At this point I'd be pursuing a full refund, this degree of FAIL could've easily led to disaster ... as DsunY seem to be in a state of denial, file a dispute with Ebay


----------



## Lindy (21 May 2016)

alto said:


> At this point I'd be pursuing a full refund, this degree of FAIL could've easily led to disaster ... as DsunY seem to be in a state of denial, file a dispute with Ebay


I think you are right!


----------



## Lindy (21 May 2016)

I think dsuny have been rather clever. I had started a returns procedure as I was so unhappy. dSUNY assured me they would resolve the issue and asked me to cancel my returns thingie as it was being delt with. I have just discovered that once closed, you can't request a return again. I think I will have to get in touch with ebay for help on this.


----------



## Greenfinger2 (21 May 2016)

Hi Idc, Sorry to hear this,Did you pay by paypal you could also contact them.


----------



## Lindy (21 May 2016)

I paid by paypal so I'll see what I can do there.


----------



## alto (22 May 2016)

Include details of your communications with DsunY & the latest unit failure - try every Ebay/Paypal contact you can find (I've seen some successful applications on other forums, sorry don't remember the details re contact information, hopefully Google etc will bring something up)


----------



## DTL (22 May 2016)

I would say that those plugs were a fire risk. You could maybe report this to the safety standards people.
https://www.gov.uk/guidance/product-liability-and-safety-law


----------



## Lindy (22 May 2016)

Thanks guys. I have started a dispute directly through PayPal. 

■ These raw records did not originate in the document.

PR #718, opened 2024-08-20
Fix global handling of current tally data

KSauter:
During implementation of SimplyLive source (https://github.com/josephdadams/TallyArbiter/pull/717), i noticed some strange behaviour.

E.g. the tally state in the UI was not matching the state in the VMix emulator.
I traced it to some inconsistencies in the tally state update and linked bus logic.

This PR should fix any updateDevice logic and get rid of duplicated code for linked bus logic. This relies on the internal state which is computed by "UpdateDevice" to be accurate and can be used as SSOT for all other places where the current tally state of a device is used.

### DIFF
--- a/src/_models/TallyData.ts
+++ b/src/_models/TallyData.ts
@@ -3,7 +3,7 @@ export type AddressTallyData = {
 }
 
 export type SourceTallyData = {
-    [sourceId: string]: string[];
+    [deviceSourceId: string]: string[];
 }
 
 export type DeviceTallyData = {
--- a/src/index.ts
+++ b/src/index.ts
@@ -983,51 +983,32 @@ function TSLClients_UpdateAll() {
 
 function getDeviceStates(deviceId?: string): DeviceState[] {
 	let deviceStateObj = devices.filter((d) => deviceId ? d.id == deviceId : true).flatMap((d) => currentConfig.bus_options.map((b) => {
-		const deviceSources = device_sources.filter((s) => s.deviceId == d.id);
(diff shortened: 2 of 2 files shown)


josephdadams:
@Jocke4f can you help review this?

Jocke4f:
The current code on master works for linked busses with device sources but not for Test Mode (linked busses were not properly handled). That is one error in the PR that earlier fixed the linked busses support.

Has the code been tested? I tested the code but it doesn't work for linked busses with sources nor with Test Mode. Perhaps my test was flawed but it didn't work for me.

KSauter:
I will double check.
Just to be sure how linked busses should work: A device can have more than one source, and if the device is linked to a bus, all sources for this device need to be in the recpective bus right?

josephdadams:
yes

josephdadams:
@KSauter @Jocke4f I'm in the middle of a PR adding a new source type and in the process have fixed several things related to bus options and how auxes etc. are referenced. There's been an overarching bug/design problem in TA for awhile now where instead of referring to the preview and program busses by their bus_option.id, we have been referencing them by the literal name `preview` and then doing a bus_option.type evaluation. This works ok for preview/program but when you look at the aux options, they all have the same type of `aux`.

I've switched over several places in the code to use the id instead of type, and have implemented a quick fix to replace `preview` with its actual bus_option.id (For example) which should allow all source types to work.

So please wait to merge this until that PR #726 is in place because it will affect some of what you have done here. Thanks!

PR #720, opened 2024-08-25
Change from Common JS to ES Modules

Jocke4f:
To be able to upgrade to a later axios package must the code be changed from CommonJS to ES Modules.
Axios changed from 0.28.0 to 1.7.5.


josephdadams:
I think this is a good move. I’m also open to using fetch or some other library if you think we need to move away from axios long term.

PR #795, opened 2025-03-23
Fix empty Mac-Adress | M5Atom

JxxIT:
The Mac-Adress would be 00:00:00:00:00:00, because the WiFi wasn't initialized.


Jocke4f:
What is the issue that this will solve?

JxxIT:
My M5Atom failed to read it's Mac-Adress, and defaulted to 00:00:00:00:00:00. Both of my devices had the same name and conflicted because of this.

Jocke4f:
That is interesting. I tried to reproduce it by purging my m5atom but it properly fetches the mac on startup.  Can you elaborate on the scenario, e.g., are the devices brand new or has something else been running on them. Can the problem be reproduced. Was the used sketched configured in a specific way?

JxxIT:
Hm strange, they are brand new, and I used the latest sketch. I can't test right now, I don't have them with me.

PR #1241, opened 2024-07-16
Null value opts for shm

yellowhatter:
Some null value optimizations to equalize SHM data structures for zenoh-c


commons/zenoh-shm/src/api/provider/types.rs
```diff
@@ -61,14 +59,18 @@ impl Default for AllocAlignment {
...
+        }
     }
 
     /// Get alignment in normal units (bytes)
     #[zenoh_macros::unstable_doc]
-    pub fn get_alignment_value(&self) -> usize {
-        1usize << self.pow
+    pub fn get_alignment_value(&self) -> NonZeroUsize {
+        // SAFETY: this is safe
+        unsafe { NonZeroUsize::new_unchecked(1usize << self.pow) }
```
Mallets, line 73: `AllocAlignment::new()` takes `pow: u8` that returns `Ok` if `pow < 64`.
`1usize << self.pow` may overflow in case `usize` is `32bit`.

commons/zenoh-shm/src/api/provider/types.rs
```diff
@@ -84,11 +86,13 @@ impl AllocAlignment {
...
     #[zenoh_macros::unstable_doc]
-    pub fn align_size(&self, size: usize) -> usize {
+    pub fn align_size(&self, size: NonZeroUsize) -> NonZeroUsize {
         let alignment = self.get_alignment_value();
-        match size % alignment {
+        match size.get() % alignment {
             0 => size,
-            remainder => size + (alignment - remainder),
+            remainder => unsafe {
+                NonZeroUsize::new_unchecked(size.get() + (alignment.get() - remainder))
```
Mallets, line 94: What's the guarantee of this `unsafe` block?

commons/zenoh-shm/src/api/provider/types.rs
```diff
@@ -61,14 +59,18 @@ impl Default for AllocAlignment {
 
 impl AllocAlignment {
     #[zenoh_macros::unstable_doc]
-    pub fn new(pow: u8) -> Self {
-        Self { pow }
+    pub fn new(pow: u8) -> Result<Self, ZLayoutError> {
+        match pow {
+            pow if pow < 64 => Ok(Self { pow }),
```
wyfo, line 64:
```suggestion
            pow if pow < usize::BITS as u8 => Ok(Self { pow }),
```

commons/zenoh-shm/src/api/provider/types.rs
```diff
@@ -61,14 +59,18 @@ impl Default for AllocAlignment {
 
 impl AllocAlignment {
     #[zenoh_macros::unstable_doc]
```
Mallets, line 61: Add doc on the function returning an error if `pow >= 64`.

commons/zenoh-shm/src/api/provider/types.rs
```diff
@@ -113,16 +117,16 @@ impl Display for MemoryLayout {
 impl MemoryLayout {
     /// Try to create a new memory layout
     #[zenoh_macros::unstable_doc]
-    pub fn new(size: usize, alignment: AllocAlignment) -> ZResult<Self> {
+    pub fn new(size: NonZeroUsize, alignment: AllocAlignment) -> Result<Self, ZLayoutError> {
```
Mallets, line 120: To improve ergonomics you could change the signature:
```rust
pub fn new<T>(size: T, alignment: AllocAlignment) -> Result<Self, ZLayoutError>
where
    T: TryInto<NonZeroUsize>
```

In this way user can still do:
```rust
let layout = MemoryLayout::new(100, AllocAlignment::default()).unwrap();
```
instead of:
```rust
let layout = MemoryLayout::new(100.try_into().unwrap(), AllocAlignment::default()).unwrap();
```

yellowhatter: There are two reasons why I propose to leave `Alignment` and `MemoryLayout` in it's current the form for a while:
1. I want to have a good benchmarking suite for SHM before doing any further opts. The integrated benchmarking, that is able to check big parts of our code, not just a small ones (that can be easily optimized by the compiler).
2. We need `NonZeroUsize's` Null Value Opt in some of our data structures that aggregate `MemoryLayout` for making some things very beautiful and effecient in zenoh-cpp. Placing `NonZeroUsize` in `MemoryLayout` is a good solution here.

commons/zenoh-shm/src/api/provider/types.rs
yellowhatter: Fixed through `usize::BITS` as @wyfo suggested

commons/zenoh-shm/src/api/provider/types.rs
yellowhatter: @Mallets this unsafe block is always safe:
1. remainder is always less than alignment
2. because of 1, the value of (alignment.get() - remainder) is always > 0
3. because of 2, we add nonzero size to nonzero (alignment.get() - remainder)
4. we make sure that there is no overflow condition in 3 by means of alignment limitation in `new` by limiting pow value

I will add a comment to the code

@wyfo unfortunately, the compiler is not able to infer this!

wyfo: Indeed, it's unfortunate, and I'm quite surprise that it's not able to even infer that `alignment.get() - remainder` is non-zero 🤔

commons/zenoh-shm/src/api/provider/shm_provider.rs
```diff
@@ -182,8 +183,14 @@ where
         // NOTE: Depending on internal implementation, provider's backend might relayout
         // the allocations for bigger alignment (ex. 4-byte aligned allocation to 8-bytes aligned)
 
+        // Obtain nonzero size
+        let nonzero_size = data
```
Mallets, line 187: I believe this block can be removed since the conversion is now done inside `MemoryLayout::new` which will return `ZLayoutError::IncorrectLayoutArgs` in case of *zero size*.

commons/zenoh-shm/src/api/provider/types.rs
yellowhatter: @wyfo  my understanding is:
1. Fist of all, `1usize << pow` is evaluated, and it's result is `usize`. An overflow might happen here, which will panic on Debug and be UB on Release (UB because it is processor-defined)
2. In `NonZeroUsize::new` compiler is able to guess that ON TARGET ARCHITECTURE any shift operation applied to `1usize` constant at step 1 will give nonzero result, even in case of overflow. It means that for TARGET ARCH a check may be elided, but fir other architectures this might be wrong and check assembly will be generated.

Mallets (approved):

PR #1250, opened 2024-07-22
Do not require mandatory "unstable" for "internal" feature

yellowhatter:


yellowhatter:
@DenisBiryukov91 @Mallets please review

"internal" should not require "unstable", otherwise we end up compiling and exporting to user a lot of "unstable" API in zenoh-c just for nothing

Mallets (approved):

PR #1256, opened 2024-07-24
SHM bugfix

yellowhatter:
Fix issues discovered through Raspberry PI evaluation:
- 32bit misaligned access
- Drop ZBuf in case of SHM error instead of dropping transport


yellowhatter:
@Mallets

Mallets (approved):

PR #1258, opened 2024-07-24
Fix #1239. Fix timestamp codec len calculation

### LINKED ISSUE #1239: Router modifies pico push timestamp ext size.
### Describe the bug

I'm trying to send a timestamp in my push through a router with my pub/sub on pico.

For some reason, the size field of my timestamp extension goes from 0x16 (22 bytes) when entering the router to 0x06 (6 bytes) when exiting the router towards by subscriber... the buffer has not changed size and the deserialization fails.

### To reproduce

Start a router
Start a publisher on pico sending a timestamp in the push message (not the put body), 
Start a subscriber.
With Wireshark, check that the incoming packet has the correct `0x42` (extension buffer) `0x16` (22 bytes size) and the ougoing one is now `0x42` `0x06`.

### System info

Ubuntu 22.04

Mallets:
Fix incorrect timestamp length calculation when timestamp is encoded in a message extension.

Sent from my SM-G920F using Tapatalk


----------



## Lindy (4 Jun 2016)

Got back from 10 day holiday and the tank isn't looking too bad considering it is a new set up and it hasn't been touched in 10 days. Diatoms and some algae but the plants look in good health. The hygrophila pinnatifida has been doing well and one plant has branched out and attached to wood. The crypt petchii melted but is coming back a lovely pink. 














Will wc tomorrow and add the first fish in a couple of days.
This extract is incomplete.